**** Records shown ****

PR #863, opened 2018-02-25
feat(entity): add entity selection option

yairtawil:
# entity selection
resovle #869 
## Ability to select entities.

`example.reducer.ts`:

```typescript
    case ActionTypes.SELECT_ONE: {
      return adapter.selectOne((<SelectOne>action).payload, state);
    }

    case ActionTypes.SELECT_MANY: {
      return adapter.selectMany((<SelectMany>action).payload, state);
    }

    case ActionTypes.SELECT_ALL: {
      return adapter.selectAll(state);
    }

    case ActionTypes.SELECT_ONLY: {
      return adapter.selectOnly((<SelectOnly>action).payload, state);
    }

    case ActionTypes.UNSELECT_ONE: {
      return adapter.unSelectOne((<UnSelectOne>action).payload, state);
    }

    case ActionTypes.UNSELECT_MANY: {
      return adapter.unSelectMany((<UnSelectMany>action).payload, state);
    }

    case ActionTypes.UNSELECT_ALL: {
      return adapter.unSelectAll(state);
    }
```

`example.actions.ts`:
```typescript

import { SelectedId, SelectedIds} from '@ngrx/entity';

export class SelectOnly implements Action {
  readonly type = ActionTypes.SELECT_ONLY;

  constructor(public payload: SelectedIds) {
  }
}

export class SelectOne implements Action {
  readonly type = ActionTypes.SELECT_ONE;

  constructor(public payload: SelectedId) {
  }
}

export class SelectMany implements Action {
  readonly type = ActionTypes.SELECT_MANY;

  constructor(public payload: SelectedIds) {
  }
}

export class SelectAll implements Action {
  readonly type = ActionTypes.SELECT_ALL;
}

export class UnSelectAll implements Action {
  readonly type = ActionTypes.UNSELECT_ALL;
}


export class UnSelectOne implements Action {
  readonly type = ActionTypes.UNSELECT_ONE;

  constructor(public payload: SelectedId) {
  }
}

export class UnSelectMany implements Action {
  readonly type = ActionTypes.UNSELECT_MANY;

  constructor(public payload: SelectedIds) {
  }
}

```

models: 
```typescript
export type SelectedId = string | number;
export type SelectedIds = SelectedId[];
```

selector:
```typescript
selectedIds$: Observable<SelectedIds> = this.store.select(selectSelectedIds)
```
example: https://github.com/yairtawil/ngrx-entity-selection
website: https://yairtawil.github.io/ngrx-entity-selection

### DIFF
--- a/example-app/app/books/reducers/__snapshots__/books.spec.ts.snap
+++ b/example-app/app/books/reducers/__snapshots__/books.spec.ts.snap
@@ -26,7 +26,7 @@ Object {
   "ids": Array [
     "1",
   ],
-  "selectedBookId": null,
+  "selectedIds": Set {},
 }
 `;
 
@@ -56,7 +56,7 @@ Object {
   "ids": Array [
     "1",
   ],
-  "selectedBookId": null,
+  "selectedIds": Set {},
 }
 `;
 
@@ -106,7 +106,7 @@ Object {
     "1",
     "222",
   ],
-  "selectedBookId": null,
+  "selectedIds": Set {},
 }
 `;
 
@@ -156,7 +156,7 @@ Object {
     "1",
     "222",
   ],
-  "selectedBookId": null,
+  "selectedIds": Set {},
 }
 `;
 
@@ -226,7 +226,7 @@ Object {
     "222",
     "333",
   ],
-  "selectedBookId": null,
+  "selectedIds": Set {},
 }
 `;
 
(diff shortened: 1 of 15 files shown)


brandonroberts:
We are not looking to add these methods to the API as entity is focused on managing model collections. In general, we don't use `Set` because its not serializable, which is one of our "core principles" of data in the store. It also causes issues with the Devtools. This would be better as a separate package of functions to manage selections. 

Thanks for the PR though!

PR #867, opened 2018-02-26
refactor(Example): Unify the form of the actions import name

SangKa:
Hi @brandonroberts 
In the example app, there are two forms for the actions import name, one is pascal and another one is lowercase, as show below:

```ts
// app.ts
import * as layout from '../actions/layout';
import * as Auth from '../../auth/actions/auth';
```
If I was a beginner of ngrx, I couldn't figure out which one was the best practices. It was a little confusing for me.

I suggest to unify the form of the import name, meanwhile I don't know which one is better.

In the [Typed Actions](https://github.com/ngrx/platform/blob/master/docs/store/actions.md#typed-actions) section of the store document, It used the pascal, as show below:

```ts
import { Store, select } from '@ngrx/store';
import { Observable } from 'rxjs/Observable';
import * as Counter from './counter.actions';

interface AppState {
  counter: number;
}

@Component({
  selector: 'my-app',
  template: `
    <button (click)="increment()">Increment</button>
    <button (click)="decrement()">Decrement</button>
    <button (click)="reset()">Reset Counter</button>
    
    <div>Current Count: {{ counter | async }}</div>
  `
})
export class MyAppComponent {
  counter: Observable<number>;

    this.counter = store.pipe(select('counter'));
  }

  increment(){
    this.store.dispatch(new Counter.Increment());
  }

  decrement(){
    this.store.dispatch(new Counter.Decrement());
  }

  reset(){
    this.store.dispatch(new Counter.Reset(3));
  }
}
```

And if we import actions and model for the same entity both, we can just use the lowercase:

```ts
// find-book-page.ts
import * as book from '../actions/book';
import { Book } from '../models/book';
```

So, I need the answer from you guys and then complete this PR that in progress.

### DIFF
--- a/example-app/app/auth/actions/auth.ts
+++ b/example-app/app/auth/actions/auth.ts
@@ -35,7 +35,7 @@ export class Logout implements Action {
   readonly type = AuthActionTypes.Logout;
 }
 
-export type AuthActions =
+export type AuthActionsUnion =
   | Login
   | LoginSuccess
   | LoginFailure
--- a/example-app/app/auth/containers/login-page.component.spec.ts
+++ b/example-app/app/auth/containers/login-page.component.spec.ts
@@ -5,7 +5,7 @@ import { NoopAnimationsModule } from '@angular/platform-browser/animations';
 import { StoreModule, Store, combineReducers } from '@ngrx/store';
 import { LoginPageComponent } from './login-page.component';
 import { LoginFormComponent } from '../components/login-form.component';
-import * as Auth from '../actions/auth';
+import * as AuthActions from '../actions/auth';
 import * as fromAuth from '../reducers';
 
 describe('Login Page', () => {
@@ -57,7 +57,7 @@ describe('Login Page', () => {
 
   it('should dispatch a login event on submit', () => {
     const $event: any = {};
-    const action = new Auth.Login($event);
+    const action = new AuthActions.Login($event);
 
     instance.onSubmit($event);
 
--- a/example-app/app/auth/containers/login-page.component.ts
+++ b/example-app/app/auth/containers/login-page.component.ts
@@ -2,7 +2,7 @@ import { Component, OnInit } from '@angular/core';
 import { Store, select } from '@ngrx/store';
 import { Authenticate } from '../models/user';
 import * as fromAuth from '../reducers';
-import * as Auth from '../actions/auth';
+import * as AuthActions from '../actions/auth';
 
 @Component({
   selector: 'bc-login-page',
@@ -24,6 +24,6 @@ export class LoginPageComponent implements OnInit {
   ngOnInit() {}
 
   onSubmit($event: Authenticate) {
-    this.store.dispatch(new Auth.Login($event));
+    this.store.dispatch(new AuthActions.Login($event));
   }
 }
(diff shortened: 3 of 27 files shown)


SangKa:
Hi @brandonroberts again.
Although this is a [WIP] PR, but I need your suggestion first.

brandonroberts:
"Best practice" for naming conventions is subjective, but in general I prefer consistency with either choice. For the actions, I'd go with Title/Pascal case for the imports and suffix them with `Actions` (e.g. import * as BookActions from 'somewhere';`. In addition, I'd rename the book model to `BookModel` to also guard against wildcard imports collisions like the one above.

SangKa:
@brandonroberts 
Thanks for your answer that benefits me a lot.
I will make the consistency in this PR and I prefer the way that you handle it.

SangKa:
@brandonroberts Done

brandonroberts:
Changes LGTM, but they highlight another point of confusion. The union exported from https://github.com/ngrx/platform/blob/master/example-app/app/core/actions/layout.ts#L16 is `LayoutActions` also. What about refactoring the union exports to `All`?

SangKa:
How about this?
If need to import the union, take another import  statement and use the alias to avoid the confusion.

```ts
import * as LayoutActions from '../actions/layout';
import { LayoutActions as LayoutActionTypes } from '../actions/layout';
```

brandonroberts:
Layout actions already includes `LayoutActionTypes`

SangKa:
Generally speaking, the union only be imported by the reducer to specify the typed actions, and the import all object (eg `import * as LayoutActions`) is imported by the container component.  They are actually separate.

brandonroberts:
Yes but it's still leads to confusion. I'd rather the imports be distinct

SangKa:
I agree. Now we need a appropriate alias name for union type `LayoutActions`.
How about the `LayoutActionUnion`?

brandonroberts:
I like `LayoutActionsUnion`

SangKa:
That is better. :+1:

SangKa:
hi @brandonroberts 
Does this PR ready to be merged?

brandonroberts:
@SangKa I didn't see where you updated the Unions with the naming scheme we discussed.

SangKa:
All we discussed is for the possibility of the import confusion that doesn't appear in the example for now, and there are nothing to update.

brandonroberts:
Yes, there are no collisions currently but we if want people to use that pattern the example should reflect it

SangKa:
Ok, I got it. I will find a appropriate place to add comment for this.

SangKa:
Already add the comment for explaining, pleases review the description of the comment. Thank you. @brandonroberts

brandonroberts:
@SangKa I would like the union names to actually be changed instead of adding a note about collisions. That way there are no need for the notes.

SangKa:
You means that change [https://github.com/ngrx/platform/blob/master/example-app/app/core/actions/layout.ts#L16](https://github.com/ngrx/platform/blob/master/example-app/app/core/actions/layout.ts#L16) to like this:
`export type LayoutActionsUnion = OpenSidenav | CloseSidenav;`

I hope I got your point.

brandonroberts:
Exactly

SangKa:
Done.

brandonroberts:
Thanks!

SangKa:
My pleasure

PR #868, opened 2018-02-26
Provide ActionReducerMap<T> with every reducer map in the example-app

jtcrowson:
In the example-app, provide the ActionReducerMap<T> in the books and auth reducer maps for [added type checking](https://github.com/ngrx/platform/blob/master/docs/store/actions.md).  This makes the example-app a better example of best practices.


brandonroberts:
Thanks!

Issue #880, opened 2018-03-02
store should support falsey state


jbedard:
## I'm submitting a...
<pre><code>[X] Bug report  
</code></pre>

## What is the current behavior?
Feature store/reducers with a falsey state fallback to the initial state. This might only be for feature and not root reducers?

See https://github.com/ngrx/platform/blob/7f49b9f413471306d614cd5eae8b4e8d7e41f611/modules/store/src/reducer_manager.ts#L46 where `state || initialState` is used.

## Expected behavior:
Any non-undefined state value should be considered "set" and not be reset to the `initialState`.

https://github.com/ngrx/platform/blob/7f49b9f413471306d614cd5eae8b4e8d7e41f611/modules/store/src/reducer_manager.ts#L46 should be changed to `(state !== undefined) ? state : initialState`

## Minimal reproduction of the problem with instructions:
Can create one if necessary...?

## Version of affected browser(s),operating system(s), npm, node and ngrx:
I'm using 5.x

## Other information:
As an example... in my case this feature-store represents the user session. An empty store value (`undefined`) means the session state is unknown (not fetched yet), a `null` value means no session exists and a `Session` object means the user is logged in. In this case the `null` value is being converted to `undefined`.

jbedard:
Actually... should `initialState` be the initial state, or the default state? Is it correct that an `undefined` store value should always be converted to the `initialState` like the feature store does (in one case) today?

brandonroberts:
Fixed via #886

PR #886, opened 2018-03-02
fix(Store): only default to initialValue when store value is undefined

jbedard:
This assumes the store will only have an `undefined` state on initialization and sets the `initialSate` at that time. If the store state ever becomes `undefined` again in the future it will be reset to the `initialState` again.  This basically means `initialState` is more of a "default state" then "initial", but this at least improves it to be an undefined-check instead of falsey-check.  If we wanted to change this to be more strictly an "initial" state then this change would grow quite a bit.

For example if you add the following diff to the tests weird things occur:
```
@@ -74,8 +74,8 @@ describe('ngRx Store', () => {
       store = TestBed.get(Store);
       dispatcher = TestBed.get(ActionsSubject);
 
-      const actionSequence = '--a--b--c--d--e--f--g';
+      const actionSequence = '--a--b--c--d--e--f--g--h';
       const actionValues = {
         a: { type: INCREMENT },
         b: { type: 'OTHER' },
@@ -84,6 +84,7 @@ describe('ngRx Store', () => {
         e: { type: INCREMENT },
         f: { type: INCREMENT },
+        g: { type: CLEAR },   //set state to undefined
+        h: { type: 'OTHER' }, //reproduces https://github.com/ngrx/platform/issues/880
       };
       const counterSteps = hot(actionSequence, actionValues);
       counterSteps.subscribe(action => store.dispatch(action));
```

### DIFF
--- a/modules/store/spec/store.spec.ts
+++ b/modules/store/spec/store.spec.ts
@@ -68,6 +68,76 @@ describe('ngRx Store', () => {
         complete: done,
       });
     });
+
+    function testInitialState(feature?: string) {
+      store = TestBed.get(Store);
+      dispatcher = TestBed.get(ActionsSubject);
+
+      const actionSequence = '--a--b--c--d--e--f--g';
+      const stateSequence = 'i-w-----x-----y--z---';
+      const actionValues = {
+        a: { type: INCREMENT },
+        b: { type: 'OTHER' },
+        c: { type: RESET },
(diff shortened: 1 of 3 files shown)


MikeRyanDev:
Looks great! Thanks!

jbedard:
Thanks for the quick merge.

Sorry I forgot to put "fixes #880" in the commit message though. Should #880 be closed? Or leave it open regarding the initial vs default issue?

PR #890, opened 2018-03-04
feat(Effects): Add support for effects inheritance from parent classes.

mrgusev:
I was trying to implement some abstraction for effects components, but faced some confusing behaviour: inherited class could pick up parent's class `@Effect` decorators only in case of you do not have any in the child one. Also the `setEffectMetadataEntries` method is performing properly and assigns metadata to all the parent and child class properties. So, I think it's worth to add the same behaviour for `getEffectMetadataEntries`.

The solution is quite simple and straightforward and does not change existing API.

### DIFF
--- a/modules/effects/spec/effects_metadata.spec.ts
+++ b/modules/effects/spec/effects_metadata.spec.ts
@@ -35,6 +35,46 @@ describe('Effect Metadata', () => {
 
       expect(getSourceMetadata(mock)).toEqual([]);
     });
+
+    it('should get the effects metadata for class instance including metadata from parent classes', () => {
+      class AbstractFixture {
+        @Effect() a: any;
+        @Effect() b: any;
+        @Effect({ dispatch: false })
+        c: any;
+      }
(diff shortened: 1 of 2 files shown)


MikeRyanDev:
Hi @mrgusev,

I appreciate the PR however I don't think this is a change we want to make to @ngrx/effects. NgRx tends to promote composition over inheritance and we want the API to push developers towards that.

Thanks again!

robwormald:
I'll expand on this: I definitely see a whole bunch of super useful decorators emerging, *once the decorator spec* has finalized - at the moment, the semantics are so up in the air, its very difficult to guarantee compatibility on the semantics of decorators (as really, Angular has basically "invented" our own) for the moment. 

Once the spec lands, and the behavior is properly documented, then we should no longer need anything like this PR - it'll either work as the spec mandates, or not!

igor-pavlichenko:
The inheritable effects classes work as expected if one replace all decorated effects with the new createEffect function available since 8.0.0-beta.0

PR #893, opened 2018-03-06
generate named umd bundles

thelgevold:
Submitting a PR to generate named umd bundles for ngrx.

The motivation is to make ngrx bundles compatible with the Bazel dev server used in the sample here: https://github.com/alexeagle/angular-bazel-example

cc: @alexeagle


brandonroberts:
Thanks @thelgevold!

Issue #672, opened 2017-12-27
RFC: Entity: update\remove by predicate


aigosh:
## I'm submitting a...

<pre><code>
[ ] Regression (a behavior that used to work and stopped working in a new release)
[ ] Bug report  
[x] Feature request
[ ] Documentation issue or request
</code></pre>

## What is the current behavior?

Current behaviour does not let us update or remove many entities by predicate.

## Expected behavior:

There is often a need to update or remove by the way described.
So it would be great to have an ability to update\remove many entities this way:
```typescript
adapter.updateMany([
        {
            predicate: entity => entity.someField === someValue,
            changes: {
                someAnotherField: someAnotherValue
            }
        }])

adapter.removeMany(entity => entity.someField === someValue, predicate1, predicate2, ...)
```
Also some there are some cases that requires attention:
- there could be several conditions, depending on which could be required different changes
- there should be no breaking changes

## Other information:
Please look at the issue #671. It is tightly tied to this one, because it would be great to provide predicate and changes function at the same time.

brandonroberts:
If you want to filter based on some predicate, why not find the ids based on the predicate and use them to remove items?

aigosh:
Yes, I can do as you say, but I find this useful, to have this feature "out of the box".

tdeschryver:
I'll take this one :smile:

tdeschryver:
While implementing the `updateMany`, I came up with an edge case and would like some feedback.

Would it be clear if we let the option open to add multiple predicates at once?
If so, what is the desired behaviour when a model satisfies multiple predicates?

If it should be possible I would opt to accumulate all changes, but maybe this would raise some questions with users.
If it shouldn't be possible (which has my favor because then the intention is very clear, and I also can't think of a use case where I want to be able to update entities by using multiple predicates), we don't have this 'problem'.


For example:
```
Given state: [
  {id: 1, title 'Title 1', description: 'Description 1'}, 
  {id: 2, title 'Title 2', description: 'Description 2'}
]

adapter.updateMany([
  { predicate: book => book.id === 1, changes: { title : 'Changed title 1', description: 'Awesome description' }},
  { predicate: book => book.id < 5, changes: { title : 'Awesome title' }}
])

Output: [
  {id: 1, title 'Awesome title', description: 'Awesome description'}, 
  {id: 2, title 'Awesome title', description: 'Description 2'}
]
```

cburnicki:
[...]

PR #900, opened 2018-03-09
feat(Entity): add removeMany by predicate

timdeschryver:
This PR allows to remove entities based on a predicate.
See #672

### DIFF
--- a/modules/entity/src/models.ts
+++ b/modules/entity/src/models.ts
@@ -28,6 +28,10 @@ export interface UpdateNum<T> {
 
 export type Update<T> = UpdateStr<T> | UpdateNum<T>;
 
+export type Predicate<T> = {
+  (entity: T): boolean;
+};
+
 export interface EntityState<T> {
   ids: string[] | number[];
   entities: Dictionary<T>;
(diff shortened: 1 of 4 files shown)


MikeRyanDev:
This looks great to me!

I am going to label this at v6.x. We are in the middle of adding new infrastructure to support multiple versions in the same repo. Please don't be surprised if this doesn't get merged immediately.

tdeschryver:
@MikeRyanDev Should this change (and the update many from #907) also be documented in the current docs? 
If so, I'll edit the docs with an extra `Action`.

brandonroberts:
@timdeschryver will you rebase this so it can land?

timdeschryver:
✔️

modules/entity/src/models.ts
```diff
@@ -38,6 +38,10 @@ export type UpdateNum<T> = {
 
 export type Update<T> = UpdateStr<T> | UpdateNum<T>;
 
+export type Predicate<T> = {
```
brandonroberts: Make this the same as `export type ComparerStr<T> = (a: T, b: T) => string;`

****

**Work to complete**
Please go through the entries and show every line with the word "actionValues".

**Exercise answer**
       const actionValues = {
       const counterSteps = hot(actionSequence, actionValues);
+      const actionValues = {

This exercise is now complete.